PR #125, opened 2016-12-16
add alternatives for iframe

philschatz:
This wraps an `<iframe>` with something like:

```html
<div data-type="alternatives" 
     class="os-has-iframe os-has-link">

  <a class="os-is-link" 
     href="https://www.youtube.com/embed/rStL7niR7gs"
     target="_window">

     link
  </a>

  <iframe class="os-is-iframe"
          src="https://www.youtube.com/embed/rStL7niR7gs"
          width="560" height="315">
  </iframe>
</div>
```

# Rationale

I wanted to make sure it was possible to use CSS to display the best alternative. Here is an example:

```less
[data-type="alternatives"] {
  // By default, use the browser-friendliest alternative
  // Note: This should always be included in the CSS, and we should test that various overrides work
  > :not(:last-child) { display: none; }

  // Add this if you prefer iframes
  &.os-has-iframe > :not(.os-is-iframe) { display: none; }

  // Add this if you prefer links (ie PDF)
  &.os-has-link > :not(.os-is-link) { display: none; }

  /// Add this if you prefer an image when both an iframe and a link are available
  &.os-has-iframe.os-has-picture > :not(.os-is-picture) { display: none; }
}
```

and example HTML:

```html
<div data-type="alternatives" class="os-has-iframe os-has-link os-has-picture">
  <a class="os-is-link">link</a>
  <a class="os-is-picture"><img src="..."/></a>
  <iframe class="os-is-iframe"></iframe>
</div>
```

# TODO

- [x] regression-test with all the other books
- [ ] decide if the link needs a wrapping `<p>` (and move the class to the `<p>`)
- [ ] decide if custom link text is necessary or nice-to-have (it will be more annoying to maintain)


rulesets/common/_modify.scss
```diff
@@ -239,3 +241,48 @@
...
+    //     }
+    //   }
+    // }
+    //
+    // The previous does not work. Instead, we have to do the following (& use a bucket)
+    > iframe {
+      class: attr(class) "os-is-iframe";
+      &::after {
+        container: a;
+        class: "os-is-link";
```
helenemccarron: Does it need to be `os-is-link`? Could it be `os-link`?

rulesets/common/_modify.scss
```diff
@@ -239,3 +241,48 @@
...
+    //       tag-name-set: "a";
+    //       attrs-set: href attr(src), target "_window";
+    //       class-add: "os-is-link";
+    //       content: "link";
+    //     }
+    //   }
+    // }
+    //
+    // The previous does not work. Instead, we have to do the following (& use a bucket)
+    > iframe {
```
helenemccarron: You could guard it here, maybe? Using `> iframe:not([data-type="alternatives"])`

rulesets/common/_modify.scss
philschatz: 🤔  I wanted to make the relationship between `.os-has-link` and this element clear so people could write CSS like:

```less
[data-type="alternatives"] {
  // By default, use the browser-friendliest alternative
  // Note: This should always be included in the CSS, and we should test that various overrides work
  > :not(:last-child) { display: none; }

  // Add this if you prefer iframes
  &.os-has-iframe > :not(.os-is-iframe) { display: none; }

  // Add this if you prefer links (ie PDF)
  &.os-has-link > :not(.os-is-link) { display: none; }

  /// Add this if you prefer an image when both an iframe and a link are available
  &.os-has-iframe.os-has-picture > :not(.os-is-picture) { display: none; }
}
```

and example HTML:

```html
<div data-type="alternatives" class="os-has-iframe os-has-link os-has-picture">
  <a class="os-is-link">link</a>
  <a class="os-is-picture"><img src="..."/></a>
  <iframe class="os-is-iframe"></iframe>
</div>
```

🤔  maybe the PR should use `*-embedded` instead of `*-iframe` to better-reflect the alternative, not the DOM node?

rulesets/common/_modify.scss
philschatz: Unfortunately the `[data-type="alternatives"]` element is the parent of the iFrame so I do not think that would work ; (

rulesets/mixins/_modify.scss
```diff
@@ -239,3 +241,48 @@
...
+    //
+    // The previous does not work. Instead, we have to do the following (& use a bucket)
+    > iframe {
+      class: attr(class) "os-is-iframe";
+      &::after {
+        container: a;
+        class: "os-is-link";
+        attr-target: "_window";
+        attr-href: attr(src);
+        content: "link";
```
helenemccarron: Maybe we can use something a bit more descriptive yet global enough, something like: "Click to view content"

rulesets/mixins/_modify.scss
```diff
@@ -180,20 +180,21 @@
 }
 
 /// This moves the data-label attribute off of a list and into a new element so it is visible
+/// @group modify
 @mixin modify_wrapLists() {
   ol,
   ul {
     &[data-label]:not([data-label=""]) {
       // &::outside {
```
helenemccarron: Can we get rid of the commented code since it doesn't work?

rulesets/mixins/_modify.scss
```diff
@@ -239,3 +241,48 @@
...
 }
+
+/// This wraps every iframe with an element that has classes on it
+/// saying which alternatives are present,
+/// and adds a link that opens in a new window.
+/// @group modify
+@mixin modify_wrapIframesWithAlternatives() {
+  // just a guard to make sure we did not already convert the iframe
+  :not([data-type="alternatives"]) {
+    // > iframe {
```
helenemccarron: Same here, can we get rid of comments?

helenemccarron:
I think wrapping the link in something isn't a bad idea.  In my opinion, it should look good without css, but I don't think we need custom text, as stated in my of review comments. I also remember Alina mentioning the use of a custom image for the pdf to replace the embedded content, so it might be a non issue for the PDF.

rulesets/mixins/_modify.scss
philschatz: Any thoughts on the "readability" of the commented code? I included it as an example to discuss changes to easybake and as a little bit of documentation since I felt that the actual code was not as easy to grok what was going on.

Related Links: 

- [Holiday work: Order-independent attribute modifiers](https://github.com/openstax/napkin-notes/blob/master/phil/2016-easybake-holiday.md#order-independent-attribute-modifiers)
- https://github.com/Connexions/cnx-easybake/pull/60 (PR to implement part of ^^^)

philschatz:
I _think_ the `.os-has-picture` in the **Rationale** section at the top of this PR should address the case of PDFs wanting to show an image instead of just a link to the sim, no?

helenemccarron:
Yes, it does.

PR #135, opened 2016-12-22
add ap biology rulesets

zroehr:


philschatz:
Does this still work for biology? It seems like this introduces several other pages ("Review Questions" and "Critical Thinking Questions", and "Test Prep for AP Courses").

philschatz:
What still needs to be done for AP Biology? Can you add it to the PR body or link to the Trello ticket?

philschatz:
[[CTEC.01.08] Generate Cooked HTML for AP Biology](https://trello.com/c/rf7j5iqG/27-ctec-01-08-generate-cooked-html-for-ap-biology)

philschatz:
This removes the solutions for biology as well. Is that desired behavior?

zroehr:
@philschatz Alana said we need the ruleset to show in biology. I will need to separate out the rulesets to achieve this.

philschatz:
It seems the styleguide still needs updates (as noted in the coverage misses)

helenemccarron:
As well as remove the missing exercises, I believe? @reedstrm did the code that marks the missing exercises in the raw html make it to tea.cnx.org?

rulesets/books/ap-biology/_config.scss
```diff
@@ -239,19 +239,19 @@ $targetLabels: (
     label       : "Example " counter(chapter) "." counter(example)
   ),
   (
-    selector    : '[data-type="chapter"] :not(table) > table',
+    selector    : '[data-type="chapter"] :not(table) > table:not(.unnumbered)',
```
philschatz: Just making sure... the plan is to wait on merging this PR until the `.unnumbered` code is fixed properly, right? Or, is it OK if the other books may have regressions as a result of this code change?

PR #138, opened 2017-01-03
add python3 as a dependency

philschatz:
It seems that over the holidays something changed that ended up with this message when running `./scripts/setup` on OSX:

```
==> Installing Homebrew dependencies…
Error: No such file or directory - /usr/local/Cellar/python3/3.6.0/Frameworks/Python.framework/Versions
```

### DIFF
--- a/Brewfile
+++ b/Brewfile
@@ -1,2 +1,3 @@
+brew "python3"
####################
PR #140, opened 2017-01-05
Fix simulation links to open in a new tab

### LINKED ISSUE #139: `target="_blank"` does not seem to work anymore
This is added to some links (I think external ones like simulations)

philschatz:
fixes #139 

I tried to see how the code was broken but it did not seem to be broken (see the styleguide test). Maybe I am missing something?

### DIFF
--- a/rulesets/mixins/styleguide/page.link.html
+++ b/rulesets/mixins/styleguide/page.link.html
####################
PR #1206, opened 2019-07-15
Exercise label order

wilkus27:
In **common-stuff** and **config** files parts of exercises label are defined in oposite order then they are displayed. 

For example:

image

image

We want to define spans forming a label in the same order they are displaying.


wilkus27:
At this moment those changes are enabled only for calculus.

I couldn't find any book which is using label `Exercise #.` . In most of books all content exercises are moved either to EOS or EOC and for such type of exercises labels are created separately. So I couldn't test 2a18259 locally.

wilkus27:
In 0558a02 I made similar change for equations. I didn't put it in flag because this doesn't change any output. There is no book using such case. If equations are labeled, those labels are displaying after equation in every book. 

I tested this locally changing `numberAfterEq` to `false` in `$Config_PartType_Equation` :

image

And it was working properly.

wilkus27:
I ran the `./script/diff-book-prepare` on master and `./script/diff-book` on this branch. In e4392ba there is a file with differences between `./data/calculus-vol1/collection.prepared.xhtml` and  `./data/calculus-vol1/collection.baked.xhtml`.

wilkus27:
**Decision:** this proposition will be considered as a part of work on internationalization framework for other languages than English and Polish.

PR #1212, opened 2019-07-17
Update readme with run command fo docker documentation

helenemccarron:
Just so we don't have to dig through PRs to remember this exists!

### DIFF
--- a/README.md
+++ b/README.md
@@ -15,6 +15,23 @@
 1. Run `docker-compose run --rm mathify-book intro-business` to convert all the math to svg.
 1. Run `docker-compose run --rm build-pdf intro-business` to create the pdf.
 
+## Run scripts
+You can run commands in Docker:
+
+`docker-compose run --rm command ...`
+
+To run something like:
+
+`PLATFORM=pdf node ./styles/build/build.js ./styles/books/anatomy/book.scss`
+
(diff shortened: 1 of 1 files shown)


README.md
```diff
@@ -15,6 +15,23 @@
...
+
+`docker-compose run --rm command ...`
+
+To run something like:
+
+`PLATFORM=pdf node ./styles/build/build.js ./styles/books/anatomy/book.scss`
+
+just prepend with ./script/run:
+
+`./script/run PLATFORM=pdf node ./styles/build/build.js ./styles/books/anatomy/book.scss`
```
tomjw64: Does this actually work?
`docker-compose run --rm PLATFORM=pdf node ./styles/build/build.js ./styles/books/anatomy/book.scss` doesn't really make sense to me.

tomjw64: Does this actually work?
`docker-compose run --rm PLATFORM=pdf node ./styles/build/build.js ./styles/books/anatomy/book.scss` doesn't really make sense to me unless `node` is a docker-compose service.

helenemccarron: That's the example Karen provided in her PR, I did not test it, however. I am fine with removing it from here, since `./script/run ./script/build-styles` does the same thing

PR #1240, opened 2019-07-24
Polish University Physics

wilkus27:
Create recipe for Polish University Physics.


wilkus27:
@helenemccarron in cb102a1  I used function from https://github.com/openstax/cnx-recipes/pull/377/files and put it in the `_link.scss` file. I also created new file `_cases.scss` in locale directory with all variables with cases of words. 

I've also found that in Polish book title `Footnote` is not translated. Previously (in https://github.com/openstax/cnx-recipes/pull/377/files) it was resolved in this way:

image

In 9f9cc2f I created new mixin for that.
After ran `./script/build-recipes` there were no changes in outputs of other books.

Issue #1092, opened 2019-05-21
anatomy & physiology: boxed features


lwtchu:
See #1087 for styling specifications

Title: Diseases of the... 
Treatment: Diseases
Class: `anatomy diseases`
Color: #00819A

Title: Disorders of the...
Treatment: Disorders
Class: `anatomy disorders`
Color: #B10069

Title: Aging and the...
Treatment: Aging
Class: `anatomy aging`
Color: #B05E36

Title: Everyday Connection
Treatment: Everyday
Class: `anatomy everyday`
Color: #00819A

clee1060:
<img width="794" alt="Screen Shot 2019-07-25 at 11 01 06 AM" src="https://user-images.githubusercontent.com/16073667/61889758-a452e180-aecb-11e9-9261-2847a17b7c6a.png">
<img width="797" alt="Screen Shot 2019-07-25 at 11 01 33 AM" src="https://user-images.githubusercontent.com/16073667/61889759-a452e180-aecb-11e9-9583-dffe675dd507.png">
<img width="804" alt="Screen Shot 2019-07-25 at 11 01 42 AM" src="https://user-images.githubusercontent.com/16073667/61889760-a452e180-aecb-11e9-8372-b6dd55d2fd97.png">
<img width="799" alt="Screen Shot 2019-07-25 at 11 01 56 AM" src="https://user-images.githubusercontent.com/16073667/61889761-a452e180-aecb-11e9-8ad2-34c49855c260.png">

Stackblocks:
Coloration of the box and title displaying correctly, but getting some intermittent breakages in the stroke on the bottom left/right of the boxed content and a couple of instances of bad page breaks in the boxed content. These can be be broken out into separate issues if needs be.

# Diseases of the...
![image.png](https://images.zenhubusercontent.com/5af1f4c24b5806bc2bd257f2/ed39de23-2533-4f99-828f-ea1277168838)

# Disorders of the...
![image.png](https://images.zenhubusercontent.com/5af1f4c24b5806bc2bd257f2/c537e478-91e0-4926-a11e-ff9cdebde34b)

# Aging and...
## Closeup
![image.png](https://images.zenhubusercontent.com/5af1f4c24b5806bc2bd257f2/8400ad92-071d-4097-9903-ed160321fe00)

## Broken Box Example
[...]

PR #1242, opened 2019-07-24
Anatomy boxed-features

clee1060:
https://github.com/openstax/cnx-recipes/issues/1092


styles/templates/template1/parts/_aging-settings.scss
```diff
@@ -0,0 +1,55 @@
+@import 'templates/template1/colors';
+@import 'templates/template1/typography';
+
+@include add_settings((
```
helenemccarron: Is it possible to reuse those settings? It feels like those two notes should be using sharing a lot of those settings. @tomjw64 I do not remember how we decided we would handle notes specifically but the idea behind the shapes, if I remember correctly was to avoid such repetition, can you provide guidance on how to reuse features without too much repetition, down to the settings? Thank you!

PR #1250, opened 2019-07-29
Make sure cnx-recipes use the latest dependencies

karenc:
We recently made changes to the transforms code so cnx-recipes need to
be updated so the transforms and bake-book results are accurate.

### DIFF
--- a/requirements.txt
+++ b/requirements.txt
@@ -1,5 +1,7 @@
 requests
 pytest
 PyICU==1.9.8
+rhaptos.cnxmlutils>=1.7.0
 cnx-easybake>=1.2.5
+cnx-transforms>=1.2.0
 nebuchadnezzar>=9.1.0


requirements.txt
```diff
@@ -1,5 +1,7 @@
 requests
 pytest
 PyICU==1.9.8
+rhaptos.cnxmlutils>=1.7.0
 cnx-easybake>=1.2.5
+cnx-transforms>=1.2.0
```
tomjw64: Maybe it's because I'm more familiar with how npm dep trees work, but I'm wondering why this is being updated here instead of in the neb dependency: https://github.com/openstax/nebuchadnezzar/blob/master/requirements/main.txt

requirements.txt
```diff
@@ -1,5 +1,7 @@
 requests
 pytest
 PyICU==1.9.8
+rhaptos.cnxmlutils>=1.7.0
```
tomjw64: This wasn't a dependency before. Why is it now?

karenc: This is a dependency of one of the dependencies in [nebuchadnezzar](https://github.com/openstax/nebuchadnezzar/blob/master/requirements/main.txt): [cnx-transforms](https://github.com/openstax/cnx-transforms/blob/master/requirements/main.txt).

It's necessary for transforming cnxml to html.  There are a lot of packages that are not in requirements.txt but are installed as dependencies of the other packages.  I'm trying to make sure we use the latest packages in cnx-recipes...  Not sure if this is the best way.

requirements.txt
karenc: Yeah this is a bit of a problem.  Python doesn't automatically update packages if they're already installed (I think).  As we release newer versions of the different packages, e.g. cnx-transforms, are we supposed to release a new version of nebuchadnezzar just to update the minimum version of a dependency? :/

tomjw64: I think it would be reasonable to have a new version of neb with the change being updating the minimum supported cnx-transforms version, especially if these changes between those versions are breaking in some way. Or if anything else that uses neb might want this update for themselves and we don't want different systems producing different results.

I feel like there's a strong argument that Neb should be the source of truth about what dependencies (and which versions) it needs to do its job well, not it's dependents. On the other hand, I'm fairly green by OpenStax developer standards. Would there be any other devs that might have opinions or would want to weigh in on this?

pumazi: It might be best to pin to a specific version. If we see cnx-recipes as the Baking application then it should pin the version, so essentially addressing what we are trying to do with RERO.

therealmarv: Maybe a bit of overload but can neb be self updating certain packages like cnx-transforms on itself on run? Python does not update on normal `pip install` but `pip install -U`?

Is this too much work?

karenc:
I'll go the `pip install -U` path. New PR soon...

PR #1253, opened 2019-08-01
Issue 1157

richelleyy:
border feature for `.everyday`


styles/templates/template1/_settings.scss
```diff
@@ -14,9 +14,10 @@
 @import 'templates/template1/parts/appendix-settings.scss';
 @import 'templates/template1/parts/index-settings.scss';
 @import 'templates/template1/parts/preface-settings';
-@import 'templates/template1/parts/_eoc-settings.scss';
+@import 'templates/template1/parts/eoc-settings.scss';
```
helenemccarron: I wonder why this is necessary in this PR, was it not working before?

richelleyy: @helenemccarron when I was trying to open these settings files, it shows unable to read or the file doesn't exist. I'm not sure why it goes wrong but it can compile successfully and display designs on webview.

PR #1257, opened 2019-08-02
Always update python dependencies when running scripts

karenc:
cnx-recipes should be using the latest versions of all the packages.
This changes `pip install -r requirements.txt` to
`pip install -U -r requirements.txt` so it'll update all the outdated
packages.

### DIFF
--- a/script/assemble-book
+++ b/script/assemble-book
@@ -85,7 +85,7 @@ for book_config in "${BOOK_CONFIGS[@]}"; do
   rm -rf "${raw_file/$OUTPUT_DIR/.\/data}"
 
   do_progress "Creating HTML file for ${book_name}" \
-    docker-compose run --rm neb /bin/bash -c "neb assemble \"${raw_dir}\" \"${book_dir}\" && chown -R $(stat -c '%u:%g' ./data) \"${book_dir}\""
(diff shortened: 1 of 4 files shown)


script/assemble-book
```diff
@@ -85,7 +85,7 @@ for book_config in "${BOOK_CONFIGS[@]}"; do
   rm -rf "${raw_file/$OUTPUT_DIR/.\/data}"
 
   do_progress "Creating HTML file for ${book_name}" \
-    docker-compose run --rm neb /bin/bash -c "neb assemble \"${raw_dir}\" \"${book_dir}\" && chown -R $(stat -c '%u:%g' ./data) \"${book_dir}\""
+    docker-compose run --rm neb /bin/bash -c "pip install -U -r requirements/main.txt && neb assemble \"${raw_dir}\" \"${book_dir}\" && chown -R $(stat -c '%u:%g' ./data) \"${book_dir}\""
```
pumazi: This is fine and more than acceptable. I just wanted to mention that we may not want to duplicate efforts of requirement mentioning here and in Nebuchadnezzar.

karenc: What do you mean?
####################
> WHAT IS EXPECTED: Within the material above, transcribe exactly the lines that run from the line holding "PR #125, opened 2016-12-16" through the line holding "# Rationale".

> RESPONSE TO THE TASK:
PR #125, opened 2016-12-16
add alternatives for iframe

philschatz:
This wraps an `<iframe>` with something like:

```html
<div data-type="alternatives" 
     class="os-has-iframe os-has-link">

  <a class="os-is-link" 
     href="https://www.youtube.com/embed/rStL7niR7gs"
     target="_window">

     link
  </a>

  <iframe class="os-is-iframe"
          src="https://www.youtube.com/embed/rStL7niR7gs"
          width="560" height="315">
  </iframe>
</div>
```

# Rationale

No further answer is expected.